Cette possibilité de s'organiser par tâches et informations a été au cœur de la conception de l'Agenda Planning élaboré en 1952 à Marseille par le Dr Beltrami, créateur du fameux Quo Vadis.
À gauche, l'organisation du temps; à droite, les notes. | NORTHFOLK via Unsplash
Marque leader dans les années 1960, le Quo Vadis et son format Ministre 16x24, objet fétiche du cadre sup', atterrit rapidement sur tous les bureaux.
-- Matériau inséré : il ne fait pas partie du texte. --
PR #1170, opened 2026-07-03
Some QoL for PTLs

archee1:
## About the PR
removes the 'sale price' of the PTL being adjusted for its stored power to prevent people getting confused by price analysing it when they're meant to be multitooling it to withdraw money, it now always is analzyed as 1500$.

makes PTLs 5x heavier, decreases their hitbox by .3 metres in all directions, moves it to the machine layer instead of wall layer (less annoying to interact with if things get partially placed inside such is the case with watertanks/watercoolers if you're familiar)
increases the range of the laser fired and adds structural damage to prevent them being fired indoors. (see media for hitbox)

## Why / Balance
The changes to the laser projectile should prevent any indoor use, though i can see reason to skip on the added range if theres worries of a slightly longer laser projectile constituting towards bad server performance, though consider worst case is 10 PTLs firing their full length its 500 tiles of raycasting spread out over 10 seconds.

## Technical details
yaml slop

## Media
image

## Requirements

**Changelog**
:cl:
- tweak: PTLs are slightly smaller than they were before and weigh a more sensible amount for their size with their fired laser being more destructive.
- tweak: PTLs no longer gain price as their battery fills up and instead have a static price.

### DIFF
--- a/Resources/Prototypes/_Goobstation/Entities/Structures/Machines/power_laser.yml
+++ b/Resources/Prototypes/_Goobstation/Entities/Structures/Machines/power_laser.yml
@@ -17,8 +17,8 @@
     mode: SnapgridCenter
   components:
   - type: PTL
-    minEnergyPerShot: 5e5 # Omu
-    maxEnergyPerShot: 3e6 # Omu 3MJ (300kw/s), 404spesos 10/s
+    minEnergyPerShot: 25e4 # Omu
+    maxEnergyPerShot: 3.5e6 # Omu 3.5MJ (@300kw/s, 404spesos 10/s), this is throttled to 3e6 by charge rate intentionally.
     active: false
     baseBeamDamage:
       types:
@@ -44,7 +44,7 @@
   - type: RadiationSource
   - type: Appearance
   - type: PowerNetworkBattery
-    maxChargeRate: 500000 # Omu, 500kW
+    maxChargeRate: 300000 # Omu, 300kW
   - type: Battery
     startingCharge: 0
     maxCharge: 25000000 # Omu, 25MJ (50s of 500kW)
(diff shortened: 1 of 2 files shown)


Resources/Prototypes/_Goobstation/Entities/Structures/Machines/power_laser.yml
```diff
@@ -17,10 +17,13 @@
     mode: SnapgridCenter
   components:
   - type: PTL
+    minEnergyPerShot: 25e4 # Omu
```
feistyfedora: This isn't a real field 
Causing test fails
I think you meant MinShootPower?

feistyfedora (changes requested):

Resources/Prototypes/_Goobstation/Entities/Structures/Machines/power_laser.yml
archee1: most likely yeah myb

feistyfedora (changes requested):
I understand these are related to each other, but this should be two separate PRs. One for the SMES changes and another for the PTL changes.

archee1:
split the SMES change up into [PR#1178](https://github.com/ProjectOmu/OmuStation/pull/1178)

feistyfedora (changes requested):
PTL should have to be monitored and should cause power issues if not set up correctly. 
It is a huge money laser that needs to be carefully setup. 
Please remove the power related updates. 

The other QoL changes are okay thought.

feistyfedora (approved):
Looks good to me

CliveOcelot (approved):
looks good to me

PR #1243, opened 2026-07-17
Unmute Blinking For Mute People

codeduck101:
## About the PR

blinking now makes a sound if you're muted
added the option to unmute other vocal/general sounds with a new datafield

## Why / Balance

done as a bounty

it makes no sense why blinking should be muted, as it's a body sound
i went with the whole datafield solution for futureproofing if we add in other sounds that shouldn't be muted

## Technical details

added data field `OverrideMute` to `Content.Shared/Chat/Prototypes/EmotePrototype.cs`
changed the check in `Content.Server/Speech/Muting/MutingSystem.cs` for muting sounds to additionally check that mute shouldn't be overridden

## Media

https://github.com/user-attachments/assets/9ebf7668-7235-4f61-b4c0-4c0c1ee48804

## Requirements

## Breaking changes

**Changelog**

:cl: Duuckie
- add: Mimes and other mute characters can make noise by blinking.

### DIFF
--- a/Content.Server/Speech/Muting/MutingSystem.cs
+++ b/Content.Server/Speech/Muting/MutingSystem.cs
@@ -38,7 +38,7 @@ namespace Content.Server.Speech.Muting
                 return;
 
             //still leaves the text so it looks like they are pantomiming a laugh
-            if (args.Emote.Category.HasFlag(EmoteCategory.Vocal))
+            if (args.Emote.Category.HasFlag(EmoteCategory.Vocal) && !args.Emote.OverrideMute) // Omu, adds manual overriding of mute
                 args.Handled = true;
         }
 
--- a/Content.Shared/Chat/Prototypes/EmotePrototype.cs
+++ b/Content.Shared/Chat/Prototypes/EmotePrototype.cs
@@ -43,6 +43,14 @@ public sealed partial class EmotePrototype : IPrototype
     [DataField]
     public bool Available = true;
 
+    // Omu edit, added for handling blinking
+    /// <summary>
+    ///     Allows for overriding of mute trait for vocal/general emotes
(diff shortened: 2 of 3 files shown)


PhosphateWithManyOs (changes requested):
you can do this with YAML just by changing the category to category: hands instead of being vocal. It doesn't exaccctly make sense but stuff like tail thump follows the same.

codeduck101:
> you can do this with YAML just by changing the category to category: hands instead of being vocal. It doesn't exaccctly make sense but stuff like tail thump follows the same.

[see thread](https://discord.com/channels/1406768242843979816/1525249312483967126/1527767826176147506) where we tried that solution and wound up finding that
1. this places blink in the hands category
2. if you lose both your hands you also lose the ability to blink

additionally, this is a future-proofed solution. we could even move tail thump to use this system to avoid the "no hands prevents the emote sounds from playing" issue

PhosphateWithManyOs (approved):
shit I guess

codeduck101:
> instead of being vocal

as a notice, blinking is in "General"
all "General" emotes are treated like "Vocal" for the purposes of muting because all "Vocal" emotes are set up as a flag inside of a byte and "General" emotes are treated as having every flag; therefore, when the mute system checks for "Vocal" emotes, it's checking for a flag that both "Vocal" and "General" emotes have

here's the relevant enum:
```
public enum EmoteCategory : byte
{
    Invalid = 0,
    Vocal = 1 << 0,
    Hands = 1 << 1,
    Farts = 1 << 2, // Goobstation - Fart Emotes
    General = byte.MaxValue
}
```

PhosphateWithManyOs:
yeah that was a typo on my end, general is "muted" because of death gasp.

ishkab (approved):
I personally like these changes.

PR #1244, opened 2026-07-17
Fix Photophobia shader crash on GLES/compat-mode renderers

Not-Solid:
## About the PR
Fixes the Photophobia shader (`Resources/Textures/_Omu/Shaders/photophobia.swsl`) crashing the client on startup under the engine's GLES/ANGLE compatibility-mode renderer. Changes the `2`/`1` int literals inside float expressions to `2.0`/`1.0` — 3 lines, nothing else.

Aujourd'hui, l'usine de Carquefoux, près de Nantes, fabrique encore quelque 8,2 millions d'agendas de la marque, rachetée en 2002 par le groupe Clairefontaine-Exacompta. «Les gens veulent désormais un agenda unique, personnalisé qui leur ressemble», souligne Jérôme Nusse, PDG de Quo Vadis, qui a notamment développé l'offre vers des collaborations avec d'autres marques de papeterie contemporaine ou des agendas numérisables.
Malgré ces efforts, les plus jeunes, ceux «qui naissent avec le numérique» restent hors cible. «Les agendas Quo Vadis séduisent ceux qui ont encore un rapport fort avec l'écrit. C'est un acte engagé en quelque sorte», relève celui qui conserve tous ses agendas, pour ne pas avoir l'impression de «jeter» sa vie. Réfléchissant à de nouveaux marchés, Quo Vadis songe à adapter son semainier noir vers des corps de métiers spécialisés comme le personnel soignant –un clin d'œil qui aurait fait plaisir au docteur Beltrami, décédé à l'âge de 102 ans début septembre 2020. Et attirer les fourbus du vertige numérique?